◆ **ASSIGNED TASK**: Going through the entries below, copy out each line that contains "GetLabel".

[AVAILABLE RECORDS — start]

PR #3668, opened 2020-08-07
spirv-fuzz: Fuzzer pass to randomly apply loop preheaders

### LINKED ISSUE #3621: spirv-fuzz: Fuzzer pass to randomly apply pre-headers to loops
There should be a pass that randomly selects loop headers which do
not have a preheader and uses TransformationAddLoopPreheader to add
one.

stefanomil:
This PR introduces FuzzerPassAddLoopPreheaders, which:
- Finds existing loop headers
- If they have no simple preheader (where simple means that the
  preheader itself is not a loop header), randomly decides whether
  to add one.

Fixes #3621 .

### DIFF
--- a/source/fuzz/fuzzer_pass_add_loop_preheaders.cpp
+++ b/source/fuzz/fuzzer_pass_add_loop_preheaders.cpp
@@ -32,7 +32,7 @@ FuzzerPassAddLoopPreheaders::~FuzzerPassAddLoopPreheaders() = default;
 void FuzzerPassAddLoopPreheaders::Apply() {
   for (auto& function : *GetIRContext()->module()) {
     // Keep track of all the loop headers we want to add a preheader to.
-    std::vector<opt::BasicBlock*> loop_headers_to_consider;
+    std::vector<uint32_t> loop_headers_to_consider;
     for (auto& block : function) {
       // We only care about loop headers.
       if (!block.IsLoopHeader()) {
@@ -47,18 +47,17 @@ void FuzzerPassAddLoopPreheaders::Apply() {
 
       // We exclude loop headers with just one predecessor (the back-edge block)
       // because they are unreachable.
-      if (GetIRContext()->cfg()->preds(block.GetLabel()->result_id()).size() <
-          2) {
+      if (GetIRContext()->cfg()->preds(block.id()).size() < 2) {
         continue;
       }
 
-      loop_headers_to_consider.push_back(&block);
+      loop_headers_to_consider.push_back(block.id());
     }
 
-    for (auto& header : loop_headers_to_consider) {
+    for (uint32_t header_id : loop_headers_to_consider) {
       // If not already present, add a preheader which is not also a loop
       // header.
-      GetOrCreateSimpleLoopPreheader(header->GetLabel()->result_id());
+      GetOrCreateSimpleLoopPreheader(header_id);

[AVAILABLE RECORDS — finish]

◆ **RESULT OF THIS EXERCISE**:
-      if (GetIRContext()->cfg()->preds(block.GetLabel()->result_id()).size() <
-      GetOrCreateSimpleLoopPreheader(header->GetLabel()->result_id());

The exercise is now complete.